Concretely, for each user’s message, the Adobot performs user message analysis, including user intent classification, and then query parameter extraction. Based on this information, the system interacts with the ontology to respond to the user. A process view of Adobot presented in the Fig. 2 demonstrates how Adobot components combine with each other to deal with user messages. Firstly, the NLP component based on Rasa NLU receives a user message. Then, the user intent and the context information are identified and stored. This information is processed to decide which next action is called. If Adobot cannot fully extract the required information, the system responds to the user by asking additional information via the GUI component. Otherwise, it sends via APIs all the context information to the Ontology component to query and give feedback.

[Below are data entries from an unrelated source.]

PR #18, opened 2017-06-17
[Suggestion] Add floatToElement

AgtLucas:
First of all, I don't know if this works or not, sorry!

Right now, if we have a `float` value and we wanna show in the DOM, we need to cast types like so:

`ReasonReact.stringToElement(string_of_float myFloatValue);`.

Would be neat if we can use something like `stringToElement` but for float values.

`ReasonReact.floatToElement myFloatValue;`

What do you think?

### DIFF
--- a/src/reactRe.rei
+++ b/src/reactRe.rei
@@ -15,6 +15,8 @@ external stringToElement : string => reactElement = "%identity";
 
 external arrayToElement : array reactElement => reactElement = "%identity";
 
+external floatToElement : float => reactElement = "%identity";
+
 let listToElement : list reactElement => reactElement;
 
 external refToJsObj : reactRef => Js.t {..} = "%identity";


glennsl:
You can also do `ReasonReact.stringToElement {j|$myFloatValue|j}`.

I'm hoping there will eventually be a more ergonomic way of embedding strings in JSX, and better syntax for string interpolation. Combined, those will probably be a nicer way of doing it than adding functions for explicitly converting all the different types.

AgtLucas:
@glennsl Agree!

But are you sure about this syntax?

glennsl:
Pretty sure, but I didn't run it through the compiler. See https://bucklescript.github.io/bucklescript/Manual.html#_unicode_support_with_string_interpolation_since_1_7_0

chenglou:
Yeah @glennsl's solution works. That one casts anything to a string. Uses toString under the hood.
I'll hold off on this PR for now. We might have better solutions coming up soon!

jaredly:
+1 on this -- it would be nice to have `ReasonReact.float`

AgtLucas:
@jaredly I can open a new PR since this one is very old and we don't have the `reactRe.rei` file anymore. :)

rickyvetter:
Hey thanks for adding this and sorry for the delay. Added in #420.

PR #20, opened 2017-06-22
add user-defined shouldUpdate support

rickyvetter:
This adds the actual call to shouldUpdate in the case that a non-silent state update or a props change occurs.

I tried a few ways and I think this is the most readable version of the code. I can rearrange to only call convertPropsIfTheyreFromJs when necessary if we think that function will be expensive, or update with any other readability suggestions.

@chenglou I made a typo while testing this because I expected it to be `::prevState` :P Not sure if it's a breaking change, but I still think it's worth making that move.


chenglou:
> components shouldUpdate doesn't get called on silent updates. if the components shouldUpdate returns false, rerender never happens. if it returns true, rerender happens

PR #24, opened 2017-06-22
[Docs] Add reason-react.css overrides to index.html too

jaredpalmer:
@chenglou Forgot one file :)


chenglou:
Is it possible to have it stop at the position it was spinning toward, when we mouse out?

jaredpalmer:
Looks like it's possible:

https://stackoverflow.com/questions/20052672/pause-animation-on-hover

PR #26, opened 2017-06-30
Fix shouldComponentUpdate comment position

istarkov:
It was placed above `componentWillReceiveProps`


chenglou:
Thanks! cc @rickyvetter

PR #31, opened 2017-07-09
[Docs] Move event.target.value example

bjrnt:
I thought it would be good to move the `event.target.value` example up to the `Working with DOM` section, as it was pretty hard to find previously.

When trying to figure out how to access `event.target.value` most people's flows (like mine) are probably something like this:
1. CMD+F "event"
2. See the `If you’re accessing fields on your event object...` text and click the link.
3. Read the `That’s all you need.` part and be stumped.
4. Give up and search discourse chat history.

Moving this example up a bit would help it catch the reader's eye.


chenglou:
Good point, thanks =)

PR #37, opened 2017-07-17
Add loop attribute

logason:
Add `loop` attribute for `<video />`


chenglou:
There sure are a lot of these...
Thanks!

PR #44, opened 2017-08-06
Add more supported React attributes

anmonteiro:


chenglou:
Thanks! cc @rickyvetter when we do the internal sync

PR #852, opened 2024-08-15
Fix multi-child fragment

jchavarri:
Currently, this code `<> <div/> <div/> </>` will trigger the infamous warning: `Each child in a list should have a unique "key" prop`.

This PR modifies the expression switch for fragments so that those with 0 or 1 child use `jsx` and those with 2 or more children use `jsxs`.

### DIFF
--- a/.ocamlformat
+++ b/.ocamlformat
@@ -1,1 +1,1 @@
-version = 0.26.0
+version = 0.26.2
--- a/.ocamlformat
+++ b/.ocamlformat
@@ -1,1 +1,1 @@
-version = 0.26.2
+version = 0.26.0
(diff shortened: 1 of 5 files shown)


davesnx (approved):
Nice fix

.ocamlformat
```diff
@@ -1 +1 @@
-version = 0.26.0
+version = 0.26.2
```
tatchi, line 1: Is this change on purpose or because you had this version locally in your switch? IOW, should it be commited?

tatchi:
Nice, thanks! 🤗

.ocamlformat
jchavarri: You're right, reverted in https://github.com/reasonml/reason-react/pull/852/commits/e5eeb3f23fd08fe028f7220f87caa5b86d3161c2.

anmonteiro (approved):
I pushed a small refactor that avoids sharing the code in the entire branch (just decides between `jsx` and `jsxs`)

PR #859, opened 2024-11-19
Replace react dom's testing library with ReactTestingLibrary

davesnx:
Depends on #846 

- Vendors ReactTestingLibrary (and does some ad-hoc changes) because React 19 [deprecates react-dom test utils](https://react.dev/warnings/react-dom-test-utils#rest-of-reactdomtestutils-apis).
- Creates a `demo` folder to ensure React works manually, loads, etc.
- Migrates all jest tests to use RTL
- Currently uses React.Uncurried for useState and useReducer waiting for https://github.com/reasonml/reason-react/pull/860 and to have a better solution from https://github.com/facebook/react/issues/31578

### DIFF
--- a/test/Form__test.re
+++ b/test/Form__test.re
@@ -136,7 +136,7 @@ describe("Form with useOptimistic", () => {
     let container = ReactTestingLibrary.render(<App />);
 
     ReactTestingLibrary.actAsync(() => {
-      let.await _ = findByString("Hola!", container);
+      let.await _ = findByString({j|¡Hola!|j}, container);
 
       let.await button = findByString("Enviar", container);
       let.await input = findByPlaceholderText("message", container);


test/melange-testing-library/README.md
```diff
@@ -0,0 +1,5 @@
+### vendored melange-testing-library
```
jchavarri, line 1: I read the PR description but it explains what's being done but not why.

What was the issue with using react test renderer? It's a much lighter solution than react testing library and it should catch any runtime issues just fine.

test/melange-testing-library/README.md
```diff
@@ -0,0 +1,5 @@
...
+
+This directory contains a vendored version of the melange-testing-library.
+
+The original repository is https://github.com/melange-community/melange-testing-library
```
jchavarri, line 5: The PR description mentions

> Vendors ReactTestingLibrary (and does some ad-hoc changes)

are the ad-hoc changes valuable for other users of the bindings? in that case, will they be upstreamed?

jchavarri (commented):
I'm afraid I don't know the reason why switching to another (heavier) testing library is needed.

test/melange-testing-library/README.md
davesnx: Not sure, melange-testing-library contains a few binding designs focused on previous versions of BuckleScript where options aren't translated to undefined, or records aren't objects.

I would keep the changes here and evolve this bindings as a playground for the melange-testing-library

test/melange-testing-library/README.md
jchavarri: ftr: https://react.dev/warnings/react-dom-test-utils#rest-of-reactdomtestutils-apis

Makefile
```diff
@@ -54,11 +59,19 @@ format-check: ## Checks if format is correct
 .PHONY: install
 install: ## Update the package dependencies when new deps are added to dune-project
 	@opam install . --deps-only --with-test
-	@npm install
+	@npm install --force
```
jchavarri, line 62: Why was `force` needed?

demo/dune
```diff
@@ -0,0 +1,9 @@
+(melange.emit
+ (target demo)
+ (alias melange-app)
+ (module_systems
+  (es6 mjs))
+ (libraries reason-react jest melange.belt melange.dom)
```
jchavarri, line 6: Why is `jest` needed for the demo?

jchavarri (approved):

demo/dune
davesnx: Not needed indeed

Makefile
davesnx: Because testinglib and other deps depend on react 18, so npm complains. It is a decent workaround to ensure the installation succeeds

davesnx: Will write a comment

test/melange-testing-library/README.md
anmonteiro: works, but we should upstream as they get better!

Makefile
anmonteiro: would we still needed `--force` if you commit the lockfile from manual install and run `npm ci` here?

anmonteiro (approved):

Models for user intent classification and query parameter extraction are learned from the categorized and annotated messages, called the training corpus. The training corpus is formed by 3,000 questions collected from the Photoshop’s forum. The user intent classification is performed by supervised embedding (Wu et al. 2018) while query parameter extraction (including context information) is performed by ner_spacyFootnote 2 (Luong et al. 2020).

5 Conclusion

This paper proposes an approach for context-aware knowledge model for smart service systems based on the knowledge components. We believe that the proposed knowledge model can capture all the information and knowledge related to smart services and their environment to provide the right information in the right circumstances for a right person. The proposed model is being tested and experimented in a chatbot application as a smart service for a customer support center.

Compared with the similar approach, such as the 5W1H context (Kim and Son 2012), our proposed approach disposes the following advantages: i) It can cover various context environments; therefore, it can be used to determine the unified context that describes context-aware information without dependence on purpose of any service; ii) It shows the relationship between contexts thanks to its related concepts in the knowledge model that allows to further exploitation and better understanding of user contexts; iii) By keeping context information in a knowledge repository, it helps to further analysis for better service quality and improving user satisfaction.

Concerning the implications of our work in practice, the proposed knowledge model can be extended and adapted for different types of services, especially knowledge-intensive services so that knowledge about services can be linked and used based on corresponding user-centric contexts in order to implement effectively and efficiency smart services. Concerning the implications for research, this approach needs to be validated and experimented on a broader scale. Moreover, our future researches aim at enhancing the approach for complicated and more elaborate smart services, as well as at integrating the knowledge model with current artificial intelligence techniques such as deep learning and reinforcement learning.